No codes are generated as the ECU doesn't "see" it as an issue, but it just fuels appropriately for the CTS returning readings of -30 degrees biglaugh
snotrag said:
100% - From your original description I immediately thought temperature sensor. Car thinks its cold when its not and is fuelling accordingly.

Important to note that the Temperature Readout on the dashboard on many modern cars is either:

A)synthesized/assumed, if it exists at all
or
B) Driven by a different temperature sensor than the actual ECU engine coolant temp sensor.


Check what the ECU is seeing by pulling the values from the diagnostics.
I've uploaded a couple of videos and pictures of some live data. - https://photos.app.goo.gl/u7FEWxT2ijVQLVDr5

The car wasn't completely cold when I started looking at the live data so the coolant temp was around 50 degrees after idling for a while it got up to 85 ish so the coolant sensor seems to be reading correctly.

The car is showing a few codes -

P2178
P0420

I believe these codes are present because the ECU is from a c4 Picasso, the same car the replacement engine came from I just had it unlocked.
UD128
P0565
P1536

The coolant temp reference value being -48 degrees looked a little strange but I don't know, is that normal?
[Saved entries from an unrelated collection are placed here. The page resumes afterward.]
PR #368, opened 2019-03-22
Create packettotal.py

threathive:
A simple plugin to query packettotal.com for pcap files related to an indicator of interest. It will return a text node that has links to related iocs from the pcap analysis report.

### DIFF
--- a/plugins/analytics/public/packettotal.py
+++ b/plugins/analytics/public/packettotal.py
@@ -1,12 +1,11 @@
-import json
 import logging
 
 import requests
 
 from core.analytics import OneShotAnalytics
-from core.errors import ObservableValidationError
-from core.observables import Hostname, Ip, Hash, Url, Text
 from core.config.config import yeti_config
+from core.observables import Hostname, Ip, Text
+
 
 class PacketTotalAPI(object):
     """Base class for querying the PacketTotal API."""
@@ -21,16 +20,16 @@ class PacketTotalAPI(object):
 
     @staticmethod
     def search(observable, api_key):
-        #"""
-        #:param observable: The extended observable class
-        #:param api_key: The api key obtained from PacketTotal
-        #:return:  packettotal json response or None if error
-        #"""
+        # """
+        # param observable: The extended observable class
+        # param api_key: The api key obtained from PacketTotal
+        # return  packettotal json response or None if error
+        # """
 
         params = {'query': observable.value}
 
         try:
-            res=requests.get(
+            res = requests.get(
                 '{}search'.format(PacketTotalAPI.API),
                 headers={'x-api-key': api_key},
                 params=params,
@@ -39,17 +38,19 @@ class PacketTotalAPI(object):
 
             if res.ok:
                 return res.json()
-            
+
         except Exception as e:
-            logging.error('Exception while getting packettotal report {}'.format(e.message))
+            logging.error(
+                'Exception while retreiving packettotal report {}'.
+                format(e.message))
 
     @staticmethod
     def fetch_analysis(pcap_id, api_key):
-        #"""
-        #:param observable: The extended observable class
-        #:param api_key: The api key obtained from PacketTotal
-        #:return:  packettotal json response or None if error
-        #"""
+        # """
+        # param observable: The extended observable class
+        # param api_key: The api key obtained from PacketTotal
+        # return:  packettotal json response or None if error
+        # """
 
         try:
             res = requests.get(
@@ -63,7 +64,10 @@ class PacketTotalAPI(object):
                 return res.json()
 
         except Exception as e:
-            logging.error('Exception while getting packettotal report {}'.format(e.message))
+            logging.error(
+                'Exception while retreiving packettotal report {}'
+                .format(e.message))
+
 
 class PacketTotalQuery(PacketTotalAPI, OneShotAnalytics):
     default_values = {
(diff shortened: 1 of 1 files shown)


plugins/analytics/public/packettotal.py
```diff
@@ -0,0 +1,147 @@
...
+        #"""
+
+        params = {'query': observable.value}
+
+        try:
+            res = requests.get(
+                '{}search'.format(PacketTotalAPI.API),
+                headers={'x-api-key': api_key},
+                params=params,
+                verify=False,
```
tomchop: Why set this to False? Seems like not the best practice...

plugins/analytics/public/packettotal.py
```diff
@@ -0,0 +1,147 @@
...
+                proxies=yeti_config.proxy
+            )
+
+            if res.ok:
+                return res.json()
+            else:
```
tomchop: You can remove the `else` clause here since at this point it will return `None` in any case.

plugins/analytics/public/packettotal.py
```diff
@@ -0,0 +1,147 @@
...
+            res = requests.get(
+                '{}pcaps/{}/analysis'.format(PacketTotalAPI.API, pcap_id),
+                headers={'x-api-key': api_key},
+                verify=False,
+                proxies=yeti_config.proxy
+            )
+
+            if res.ok:
+                return res.json()
+            else:
```
tomchop: Same here, don't need the `else` clause.

plugins/analytics/public/packettotal.py
```diff
@@ -0,0 +1,147 @@
...
+                return None
+
+        except Exception as e:
+            logging.error('Exception while getting packettotal report {}'.format(e.message))
+            return None
```
tomchop: Also, this `return` clause is moot since at this point the function will always return None.

plugins/analytics/public/packettotal.py
```diff
@@ -0,0 +1,147 @@
...
```
tomchop: Same comment about removing the `return None`

plugins/analytics/public/packettotal.py
```diff
@@ -0,0 +1,147 @@
...
+    ACTS_ON = ['Ip', 'Hostname', 'Hash', 'Url']
+
+    @staticmethod
+    def analyze(observable, results):
+        links = set()
+        pcap_hits = PacketTotalAPI.search(observable, results.settings['packettotal_api_key'])
+        result = {}
+
+        if pcap_hits:
+            for result in pcap_hits.get('results', []):
```
tomchop:
```python
for result in pcap_hits.get('results', []):
```
This `for result` is dangerous, since you'll be overwriting the `result` variable you declared on line 89. I'd use another variable name

plugins/analytics/public/packettotal.py
```diff
@@ -0,0 +1,147 @@
...
+                pcap_id = result.get('id','')
```
tomchop:
```suggestion
                pcap_id = result.get('id', '')
```

plugins/analytics/public/packettotal.py
```diff
@@ -0,0 +1,147 @@
...
+                pcap_analysis = PacketTotalAPI.fetch_analysis(pcap_id,  results.settings['packettotal_api_key'])
+                if pcap_analysis:
+                    analysis_url = Text.get_or_create(
+                        value = 'https://packettotal.com/app/analysis?id={pcap_id}'.format(pcap_id=pcap_id)
```
tomchop:
```suggestion
                        value='https://packettotal.com/app/analysis?id={pcap_id}'.format(pcap_id=pcap_id)
```

This is a keyword arg, so no space after / before the `=` sign :)

plugins/analytics/public/packettotal.py
```diff
@@ -0,0 +1,147 @@
...
+                    )
+                    links.update(
+                        observable.active_link_to(analysis_url, 'analysis_link', 'packettotal_query')
+                    )
+
+                    analysis = pcap_analysis.get('analysis_summary', {})
+                    ids_signatures = analysis.get("signatures", [])
+                    for signature in ids_signatures:
+                        o_sig = Text.get_or_create(value = signature)
```
tomchop:
```suggestion
                        o_sig = Text.get_or_create(value=signature)
```

plugins/analytics/public/packettotal.py
```diff
@@ -0,0 +1,147 @@
...
+                                'triggered_ids_signature',
+                                'packettotal_query'
+                            )
+                        )
+
+
+                    destination_addresses = analysis.get('top_talkers', {}).get('destination_ips', {})
+                    for dst_addr, percentage in destination_addresses.items():
+                        try:
+                            o_ip = Ip.get_or_create(value = dst_addr)
```
tomchop:
```suggestion
                            o_ip = Ip.get_or_create(value=dst_addr)
```

plugins/analytics/public/packettotal.py
```diff
@@ -0,0 +1,147 @@
...
+                                    'packettotal_query'
+                                )
+                            )
+                        except Exception as e:
+                            logging.error('hit an error when trying to create a new ip {}'.format(e.message))
+
+                    dns_queries = analysis.get('analysis_summary', {}).get('dns_statistics', {}).get('queries', {})
+                    for dns_query, percentage in dns_queries.items():
+                        try:
+                            o_hostname = Hostname.get_or_create(value = dns_query)
```
tomchop:
```suggestion
                            o_hostname = Hostname.get_or_create(value=dns_query)
```

plugins/analytics/public/packettotal.py
```diff
@@ -0,0 +1,147 @@
...
+                if pcap_analysis:
+                    analysis_url = Text.get_or_create(
+                        value = 'https://packettotal.com/app/analysis?id={pcap_id}'.format(pcap_id=pcap_id)
+                    )
+                    links.update(
+                        observable.active_link_to(analysis_url, 'analysis_link', 'packettotal_query')
+                    )
+
+                    analysis = pcap_analysis.get('analysis_summary', {})
+                    ids_signatures = analysis.get("signatures", [])
```
tomchop:
```suggestion
                    ids_signatures = analysis.get('signatures', [])
```

It's best to stick with either `'` or `"` throughout the same file :)

tomchop:
Thanks a bunch for all the contributions! I've requested a few changes on this PR before we merge. Can you please also double-check the tabs vs. spaces things in your other PRs? I'll probably review them tomorrow.

Thanks!

plugins/analytics/public/packettotal.py
threathive: This was due to a self signed cert issue for a while. I will remove this and do a updated pr.

plugins/analytics/public/packettotal.py
```diff
@@ -0,0 +1,158 @@
...
+
+    @staticmethod
+    def analyze(observable, results):
+        links = set()
+        pcap_hits = PacketTotalAPI.search(
+            observable, results.settings['packettotal_api_key'])
+
+        result = {}
+
+        if pcap_hits:
```
tomchop: Tip: you can save on indentation issues in python by using guard statements.

If you replace 

```python
if pcap_hits:
   # blah
```

by

```python
if not pcap_hits:
    return []
# blah
```

You'll save one indentation level for the rest of your logic (`# blah`)

You can do this here as well as L95, saving another indentation level.

threathive: Thanks for the tip :+1:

I also see that the upstream sensor regulation status stayed in a closed loop and the downstream sensor regulation status was open loop.



Megaflow

9,919 posts

232 months

Friday 11th October
quotequote all
Off_Da_Wall said:
I've uploaded a couple of videos and pictures of some live data. - https://photos.app.goo.gl/u7FEWxT2ijVQLVDr5

The car wasn't completely cold when I started looking at the live data so the coolant temp was around 50 degrees after idling for a while it got up to 85 ish so the coolant sensor seems to be reading correctly.

The car is showing a few codes -

P2178
P0420

I believe these codes are present because the ECU is from a c4 Picasso, the same car the replacement engine came from I just had it unlocked.
UD128
P0565
P1536

The coolant temp reference value being -48 degrees looked a little strange but I don't know, is that normal?

I also see that the upstream sensor regulation status stayed in a closed loop and the downstream sensor regulation status was open loop.
I am not sure where you live, you might be typing from the Artic Circle or Greenland, but I wager minus 48 degrees C is very much not normal...

Off_Da_Wall

Original Poster:

8 posts

14 months

Friday 11th October
quotequote all
Megaflow said:
I am not sure where you live, you might be typing from the Artic Circle or Greenland, but I wager minus 48 degrees C is very much not normal...
The question is where is the ECU getting the coolant temperature reference from🤔

Megaflow

9,919 posts

232 months

Friday 11th October
quotequote all
Probably a second sensor, was quite common.

GreenV8S

30,479 posts

291 months

Friday 11th October
quotequote all
Coolant temperature sensors are typically thermisters. These give a lower resistance as they get hotter. A very low temperature reading would indicate a high resistance, perhaps the result of an open circuit in the sensor or the wiring to it.